Lmao it could be a genuine troll just readin over all bb forums and looking for a c0ck to pick on :lol:


----------



## tyramhall

MacUK said:


> Who the fck is that sad act trying to troll me?


I believe so


----------



## Queenie

MacUK said:


> Your to kind,


You're*


----------



## Dux

RXQueenie said:


> You're*


Touché


----------



## olliel

MacUK said:


> It's a fake account trolling me mate lol


son of zeus may be


----------



## Uk_mb

MacUK said:


> Your to kind,


Lol I wudnt of chosen u tho

There is a bigger c0ck on ukm

****y kenny


----------



## tyramhall

RXQueenie said:


> You're*


Love it when you get grammar checked on a forum!


----------



## Queenie

tyramhall said:


> Love it when you get grammar checked on a forum!

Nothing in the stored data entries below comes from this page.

PR #2796, opened 2026-08-24
fix(device): acquire node lock for initContainer device requests

### LINKED ISSUE #2795: fix(scheduler): acquire device node locks for initContainer-only requests
## Description

HAMi's device node locking logic does not account for device resources requested exclusively by `initContainers`.

The scheduler correctly recognizes and allocates device resources from `initContainers`, but the device backends' `LockNode()` and `ReleaseNodeLock()` implementations only inspect `pod.Spec.Containers`.

For example, NVIDIA's implementation checks:

```go
for _, val := range p.Spec.Containers {
    if dev.GenerateResourceRequests(&val).Nums > 0 {
        found = true
        break
    }
}

if !found {
    return nil
}

return nodelock.LockNode(n.Name, NodeLockNvidia, p)
```

Therefore, a Pod with:

```yaml
initContainers:
  - name: gpu-init
    resources:
      limits:
        nvidia.com/gpu: "1"

containers:
  - name: app
```

has a valid device allocation, but `LockNode()` sees no device request because it never examines `InitContainers` and returns without acquiring the node lock.

## Impact

This breaks the node-level synchronization expected during device allocation/binding.

Two Pods being bound concurrently to the same node can therefore take different locking paths:

- A Pod with a device request only in an `initContainer` bypasses `LockNode()` and acquires no node lock.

i'm just p!ssing about... bored x x


----------



## tyramhall

monsterballs said:


> Lol I wudnt of chosen u tho
> 
> There is a bigger c0ck on ukm
> 
> ****y kenny


Its probably kenny starting the early mind games!!


----------



## tyramhall

RXQueenie said:


> i'm just p!ssing about... bored x x


I know. Still funny tho!


----------



## MAC-USA

Damn!

I'm King of Kings tonight Y'all!

Club, Pimp Cup in hand, hoe's from different area codes and southern fried chicken brother!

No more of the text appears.